Premium content
Access to this content requires a subscription. You must be a premium user to view this content.

poster
Evaluation of GPT-4 Concordance with North American Spine Society Guidelines for Lumbar Fusion Surgery
Summary of Background Data Concordance with evidence-based medicine (EBM) guidelines is associated with improved clinical outcomes in spine surgery. The North American Spine Society (NASS) has published coverage guidelines on indications for lumbar fusion surgery, with a recent survey demonstrating a 60% concordance rate across its members. GPT-4 is the latest popular deep learning model that receives knowledge training across public databases including those containing EBM guidelines. There is a paucity of information regarding the utility of artificial intelligence in the clinical decision-making process for patients with lumbar pathology.

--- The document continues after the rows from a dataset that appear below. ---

PR #1530, opened 2021-07-08
Replace "\n" -> std::endl

Jxtopher:
Replace "\n" -> std::endl

<a href="https://gitpod.io/#https://github.com/TheAlgorithms/C-Plus-Plus/pull/1530"></a>

### DIFF
--- a/backtracking/graph_coloring.cpp
+++ b/backtracking/graph_coloring.cpp
@@ -30,11 +30,11 @@ namespace backtracking {
      */
     template <size_t V>
     void printSolution(const std::array <int, V>& color) {
-        std::cout << "Following are the assigned colors\n";
+        std::cout << "Following are the assigned colors" << std::endl;
         for (auto &col : color) {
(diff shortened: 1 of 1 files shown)


Panquesito7:
Hmm, which one do you think is better: `\n` or `std::endl`? @ayaankhan98, @mishraabhinn.

mishraabhinn:
> Hmm, which one do you think is better: `\n` or `std::endl`? @ayaankhan98, @mishraabhinn.

Yes. We can use `std::endl`, the only difference it also flush the buffer.

Jxtopher:
See: SL.io.50 (https://isocpp.github.io/CppCoreGuidelines/CppCoreGuidelines#Rio-endl)

"Apart from the (occasionally important) issue of performance, the choice between '\n' and endl is almost completely aesthetic."

Panquesito7 (approved):
Thanks!

PR #1605, opened 2021-09-13
Add working workflow for stale items 

siriak:
Stale bot doesn't work as expected, so I moved this responsibility to Stale workflow

<a href="https://gitpod.io/#https://github.com/TheAlgorithms/C-Plus-Plus/pull/1605"></a>


.github/workflows/stale.yml
```diff
@@ -0,0 +1,19 @@
+name: 'Close stale issues and PRs'
+on:
+  schedule:
+    - cron: '0 0 * * *'
+jobs:
+  stale:
+    runs-on: ubuntu-latest
+    steps:
+      - uses: actions/stale@v4
```
Panquesito7, line 9: I prefer to use the latest version of it.
```suggestion
      - uses: actions/stale@main
```

.github/workflows/stale.yml
```diff
@@ -0,0 +1,19 @@
...
+        with:
+          stale-issue-message: 'This issue is stale because it has been open 30 days with no activity. Remove stale label or comment or this will be closed in 5 days.'
+          close-issue-message: 'This issue was closed because it has been stalled for 7 days with no activity.'
+          stale-pr-message: 'This PR is stale because it has been open 30 days with no activity. Remove stale label or comment or this will be closed in 5 days.'
+          close-pr-message: 'This PR was closed because it has been stalled for 7 days with no activity.'
```
Panquesito7, line 14: I would like to keep the messages from the other file. 🙂

Panquesito7:
Thank you for making this pull request! I remember we were going to use this before, but we chose the current one we have for some reason. @ayaankhan98, @mishraabhinn, which one do you think we should use?

siriak:
The current one doesn't work consistently and there are many people complaining about it on the internet (e.g. https://github.com/probot/stale/issues/349)

Panquesito7 (approved):
LGTM 🚀 Thank you for improving the stale bot! 😄👍

PR #1607, opened 2021-09-14
feat: Unleash full power of the stale workflow

siriak:
Set stale bot action limit to default because it's actually GitHub API action limit and not the number of issues/PRs it marks per run as I thought

<a href="https://gitpod.io/#https://github.com/TheAlgorithms/C-Plus-Plus/pull/1607"></a>


Panquesito7 (approved):
Great catch, thanks! 😄

PR #1809, opened 2021-10-28
[Feat] tuple type

jay-tux:
#### Description of Change
Added a (naive) implementation of C++'s `std::tuple`.  
However, some of the things required (`if constexpr`, `auto` return type) require C++17.

#### Checklist

Notes: requires C++17 (hence the version bump in the master CMakeLists.txt); however, this didn't break anything (`cmake .. && cmake --build .` in a `/build/` succeeded)

<a href="https://gitpod.io/#https://github.com/TheAlgorithms/C-Plus-Plus/pull/1809"></a>


CMakeLists.txt
```diff
@@ -8,7 +8,7 @@ project(Algorithms_in_C++
 # set(CMAKE_CXX_CPPLINT "~/anaconda3/bin/cpplint --filter=-legal/copyright --std=c++11")
 # find_program(CLANG_FORMAT "clang-format")
 
-set(CMAKE_CXX_STANDARD 11)
+set(CMAKE_CXX_STANDARD 17)
```
Panquesito7, line 11: Wouldn't we have to update all the other codes to match the C++-17 syntax?

jay-tux: I changed the general CMake file; I'll check any other now and update them all

jay-tux: Seems there are no others which define their own C++ version.  
Compilation threw a warning from another algorithm, yet it seems that this should've existed before (no return in non-void)

Panquesito7: So what should we do, then? I'm confused. 🤔

Panquesito7: > I think the issue is in the CI: could it be that it is set to use C++11?

Hmm, I think it's due to that, not sure though. Maybe we should try to make it work in C++11.

PR #1899, opened 2022-01-30
add algorithm for finding the length of longest substring with no rep…

tazyqui:
I added an algorithm for this problem that uses the sliding window technique and an array instead of a set. This optimizes both the speed and space complexity of the set implementation.

<a href="https://gitpod.io/#https://github.com/TheAlgorithms/C-Plus-Plus/pull/1899"></a>


tazyqui:
This is also my first contribution so please let me know if there is anything I need to do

Purpose To assess GPT-4’s responses to validated clinical vignettes and evaluate them for concordance with NASS clinical guidelines and recommendations for lumbar fusion surgery.
Study Design Comparative Analysis and Narrative Review
Patient Sample Adult patients in the United States evaluated for lumbar spine fusion surgery.
Methods Seventeen well validated clinical vignettes with specific indications for or against lumbar fusion based on NASS criteria were obtained from a prior published research study. Each case included history of present illness, physical exam findings, previous treatments attempted, and definitive imaging interpretations. The cases were transcribed into a standardized prompt and entered into GPT-4 to obtain a decision whether fusion is indicated. The query for each case was repeated three times under identical conditions to evaluate the model’s inter-query reliability. If there was internal disagreement between the queries for a given case, GPT-4’s decision for that case was determined by majority rule. Queries were all entered in separate strings to ensure that no contextual memory in the software influenced subsequent responses. The investigator entering the prompts was blinded to the NASS-concordant decisions for the cases prior to complete data collection. GPT-4 inter-query reliability was assessed using the Fleiss’ Kappa statistic. Differences in decision-making between GPT-4 and NASS guidelines were analyzed with Chi-square analysis.
Results GPT-4 responses for 14/17 (82.4%) of the clinical vignettes were in concordance with NASS EBM lumbar fusion guidelines. There was a significant association in clinical decision-making when determining indication for spine fusion surgery between GPT-4 and NASS guidelines (χ² = 7.14; p < 0.01). There was substantial agreement among the sets of responses generated by GPT-4 for each clinical case (K = 0.71; p < .001).
Conclusions There is significant concordance between GPT-4 responses and NASS EBM indications for lumbar fusion surgery. Artificial intelligence and deep learning models may prove to be an effective adjunct tool for clinical decision-making and medical education within modern spine surgery practices.